The extent of Hammond's influence on The Mystery of the Muffled Man might make for an interesting paper, but I'm not the one to write it. Braithwaite's first novel, preceding Why Shoot the Teacher by three years, this one is a bit of a bore. It begins with a chilly wait for a train in
a northern Ontario mining town. Young Chris Summerville has been sent by his parents to meet his cousin, equally-young Carol Fitzpatrick, who will be visiting while her parents spend the Christmas holidays in Bermuda. Eventually, the train arrives, but before Chris meets Carol there is an altercation that will hang over the remainder of the novel. Chris's overly-friendly dog, Arthur, runs to greet the new arrivals, only to be clubbed by a "muffled man" who had emerged from the train. Carol later tells her cousin of some suspicious behaviour the muffled man exhibited on the train: pouring over maps, avoiding RCMP officers, and pretending to have a broken left arm.

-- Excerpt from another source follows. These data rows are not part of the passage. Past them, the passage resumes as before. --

PR #182, opened 2020-05-30
Doc Fix - Provider component import path

jibingeo:


iaincollins:
Thanks! This is a dumb typo that will confuse a lot of folks I'm sure.

A big update to the docs is coming!

PR #184, opened 2020-05-31
Doc Fix - clientSecret is required for Auth0

jibingeo:
Seems like `clientSecret` is mandatory for Auth0 Provider.


iaincollins:
Oh, huh! Thank you!

I haven't tried the OAuth provider myself, but I'll assume that's a typo in the docs and merge this in now (we can go back and change it later if wrong).

The docs are currently being updated, and we should have more explicit examples for each provider soon.

PR #189, opened 2020-06-01
Update documentation

### LINKED ISSUE #176: Refactor and document Apple provider
The new Apple provider is great, but it is slightly trickier provider to work with than most and there is some scope for a small amount of refactoring to make it easier to use.

We should also pull in the very helpful documentation in #174 and add it to the website.

Suggestion for refactoring the provider, so it can be an object (as well as string):

```javascript
Providers.Apple({
  clientSecret: { 
    appleId: process.env.APPLE_ID,
  }
})
```

In `src/providers/apple.js` we could add an option like this:

```javascript
clientSecretCallback: ({appleId, keyId, teamId, privateKey}) => {
  return jwt.sign({
      iss: teamId,
      exp: Math.floor(Date.now() / 1000) + ( 86400 * 180 ), // 6 months
      sub: appleId
  },
  privateKey,
  {
      algorithm: 'ES256',
      keyid
    })
}
```

Refactoring the OAuth callback behaviour to support this doesn't seem like it would be too hard. 

_Originally posted by @iaincollins in https://github.com/iaincollins/next-auth/pull/174#issuecomment-634801822_

iaincollins:
* Documented new features in the client
* Expends options documentation (new documented features!)
* Adds documentation for Apple provider (Resolves #176)

@geraldnolan I would be grateful for any feedback on the update to the Apple provider!

I've incorporated your guide into https://next-auth.js.org/providers/apple – I left in both behaviours for passing secrets, in case generating them on the fly is not something people want to do.

This release has been published as `next-auth@2.0.0-beta.53`.

I think this release is a reasonable candidate to cut for a v2.0 release.

I appreciate we could continue to work on it for a while and do lots of improvements and features, but I think if we release 2.0 we will quickly know what people think is missing or doesn't work well.

However, if the feedback is that things don't work well in this release and there are serious bugs, certainly I'd want to fix them first. Would love to know what people think.

### DIFF
--- a/package.json
+++ b/package.json
@@ -1,6 +1,6 @@
 {
   "name": "next-auth",
-  "version": "2.0.0-beta.52",
+  "version": "2.0.0-beta.53",
   "description": "An authentication library for Next.js",
   "repository": "https://github.com/iaincollins/next-auth.git",
   "author": "Iain Collins <me@iaincollins.com>",
--- a/src/server/index.js
+++ b/src/server/index.js
@@ -238,10 +238,10 @@ export default async (req, res, userSuppliedOptions) => {
             return done()
           }
           break
-        case 'check-email':
-          if (options.pages.checkEmail) { return redirect(options.pages.checkEmail) }
+        case 'verify-request':
+          if (options.pages.verifyRequest) { return redirect(options.pages.verifyRequest) }
 
-          pages.render(req, res, 'check-email', { site }, done)
+          pages.render(req, res, 'verify-request', { site }, done)
           break
         case 'error':
           if (options.pages.error) { return redirect(`${options.pages.error}${options.pages.error.includes('?') ? '&' : '?'}error=${error}`) }
--- a/src/server/pages/index.js
+++ b/src/server/pages/index.js
@@ -2,7 +2,7 @@ import fs from 'fs'
 import path from 'path'
 import signin from './signin'
 import signout from './signout'
-import checkEmail from './check-email'
+import verifyRequest from './verify-request'
 import error from './error'
 
 // Future releases will support customization (via inline or external CSS)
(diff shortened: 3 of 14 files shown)


geraldnolan:
@iaincollins I wanted to get these changes to you before you did a release.  Once I get a little bit more time I will add a pull request.  I started adding additional documentation to help the user set up the process.  
https://github.com/geraldnolan/next-auth/commit/155c3d07aa3acbe78b89bc9ea30477b767527513


**UnhandledPromiseRejectionWarning: ReferenceError: keyid is not defined** 

I tried updating the ENV variable from APPLE_KEY_ID=XXXXXX to APPLE_KEY_ID="XXXX" it didn't fix the issue. The only work around that seems to fix the bug if you set a local variable like:

```js
      clientSecretCallback: async ({ appleId, keyId, teamId, privateKey }) => {

      let keyid = keyId;
      const response = jwt.sign(
        {
          iss: teamId,
          exp: Math.floor(Date.now() / 1000) + (86400 * 180), // 6 months
          sub: appleId
        },
        privateKey.replace(/\\n/g, '\n'),
        {
          algorithm: 'ES256',
          keyid
        }
      )
      return Promise.resolve(response)
    },

```
You might have noticed that I also added a **replace(/\\n/g, '\n')** function for those that put privatekey in as ENV Variable.


Below threw a bug in MySQL.  You can't have text as unique.  (https://stackoverflow.com/questions/14033378/make-text-column-as-unique-key)

```js
export const VerificationRequestSchema = {
  name: 'VerificationRequest',
  target: VerificationRequest,
  columns: {
    id: {
      primary: true,
      type: 'int',
      generated: true
    },
    identifer: {
      type: 'text'
    },
    token: {
      type: 'text',
      unique: true
    },
    expires: {
      type: 'timestamp'
    }
  }
}

```

PR #191, opened 2020-06-01
Improve styling on built-in pages

iaincollins:
Improved font usage and button apperance.


iaincollins:
Published as `next-auth@2.0.0-beta.55`

PR #193, opened 2020-06-01
Hotfix for bugs in VerificationRequest Schema and Apple Provider

### LINKED ISSUE #192: Bugs in Beta 56
Reported by @geraldnolan 

@iaincollins I wanted to get these changes to you before you did a release.  Once I get a little bit more time I will add a pull request.  I started adding additional documentation to help the user set up the process.  

https://github.com/geraldnolan/next-auth/commit/155c3d07aa3acbe78b89bc9ea30477b767527513

**UnhandledPromiseRejectionWarning: ReferenceError: keyid is not defined** 

I tried updating the ENV variable from APPLE_KEY_ID=XXXXXX to APPLE_KEY_ID="XXXX" it didn't fix the issue. The only work around that seems to fix the bug if you set a local variable like:

```js
      clientSecretCallback: async ({ appleId, keyId, teamId, privateKey }) => {

      let keyid = keyId;
      const response = jwt.sign(
        {
          iss: teamId,
          exp: Math.floor(Date.now() / 1000) + (86400 * 180), // 6 months
          sub: appleId
        },
        privateKey.replace(/\\n/g, '\n'),
        {
          algorithm: 'ES256',
          keyid
        }
      )
      return Promise.resolve(response)
    },

```
You might have noticed that I also added a **replace(/\\n/g, '\n')** function for those that put privatekey in as ENV Variable.

Below threw a bug in MySQL.  You can't have text as unique.  (https://stackoverflow.com/questions/14033378/make-text-column-as-unique-key)

```js
export const VerificationRequestSchema = {
  name: 'VerificationRequest',
  target: VerificationRequest,
  columns: {
    id: {
      primary: true,
      type: 'int',
      generated: true
    },
    identifer: {
      type: 'text'
    },
    token: {
      type: 'text',
      unique: true
    },
    expires: {
      type: 'timestamp'
    }
  }
}

```

_Originally posted by @geraldnolan in https://github.com/iaincollins/next-auth/pull/189#issuecomment-636857129_

iaincollins:
Resolves #192  (both issues) raised by @geraldnolan in #189

### DIFF
--- a/package.json
+++ b/package.json
@@ -1,6 +1,6 @@
 {
   "name": "next-auth",
-  "version": "2.0.0-beta.56",
+  "version": "2.0.0-beta.57",
   "description": "An authentication library for Next.js",
   "repository": "https://github.com/iaincollins/next-auth.git",
   "author": "Iain Collins <me@iaincollins.com>",
--- a/src/adapters/typeorm/models/verification-request.js
+++ b/src/adapters/typeorm/models/verification-request.js
@@ -19,7 +19,7 @@ export const VerificationRequestSchema = {
       type: 'text'
     },
     token: {
-      type: 'text',
+      type: 'varchar',
       unique: true
     },
     expires: {
--- a/src/providers/apple.js
+++ b/src/providers/apple.js
@@ -37,7 +37,7 @@ export default (options) => {
         privateKey,
         {
           algorithm: 'ES256',
-          keyId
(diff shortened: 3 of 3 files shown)


iaincollins:
@geraldnolan Thanks for raising this! 

Published as `next-auth@2.0.0-beta.57`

There's little more worth reporting, except to say that The Mystery of the Muffled Man is a novel bereft of mystery. The character who clubs a dog is obviously the villain. Why is he in the northern Ontario mining town? Well, the only thing we know of the area's history is that there had been a bank robbery ten years earlier, and that the money was never found.

By far the most interesting thing about the novel is how little the muffled man figures. Accompanied by friend Dumont LePage, Chris and Carol decide to go ice fishing, get lost in the woods, climb an old fire tower to get their bearings, and discover an abandoned gold mine. After a cave-in separates him from the rest of the group, Chris sees the muffled man digging to retrieve the stolen loot and empties the bullets from his unattended rifle. Chris's father and two RCMP officers show up in the nick of time, resulting in this climactic passage:
"You stay here with the boy," Constable Scott said to Mr Summerville. "We'll deal with him." And, holding their guns at the ready, the two uniformed men moved down the tunnel.
     In five minutes it was over. The muffled man, trapped by the wall of fallen stone, and with an empty gun in his hands, was quickly overpowered.
Before dismissing The Mystery of the Muffled Man as the weakest novel read this year, it's only fair to acknowledge that it wasn't written with me in mind. The survey that informed the Secret Circle was conducted before I was even born. What's more, I've never so much as considered living in Scarborough.

Trivia: Jack McClelland once encouraged a hard-up Norman Levine to contribute to the series.

Object: A compact hardcover with eight illustrations of varying quality by Joseph Rosenthal. My copy, not nearly so nice as the one pictured above, was purchased three years ago at a London book store. Price: 60¢


Access: WorldCat records a grand total of two Canadian libraries holding the Little, Brown edition. It also lists a 1981 Bantam-Seal paperback, and something titled The Muffled Man (Scarborough: Nelson, 1990).

Interestingly, no copies of the Bantam-Seal and Nelson editions are on offer from online booksellers. The original Little, Brown came and went with a single printing. Though not many copies are listed online, it is cheap. Very Good copies begin at US$8.00. At US$30.10, the most expensive is an inscribed copy offered by an Ontario bookseller.

Remarkably, the novel has been translated into Dutch (Avontuur in een goudmijn) and Swedish (Mysteriet med den maskerade mannen).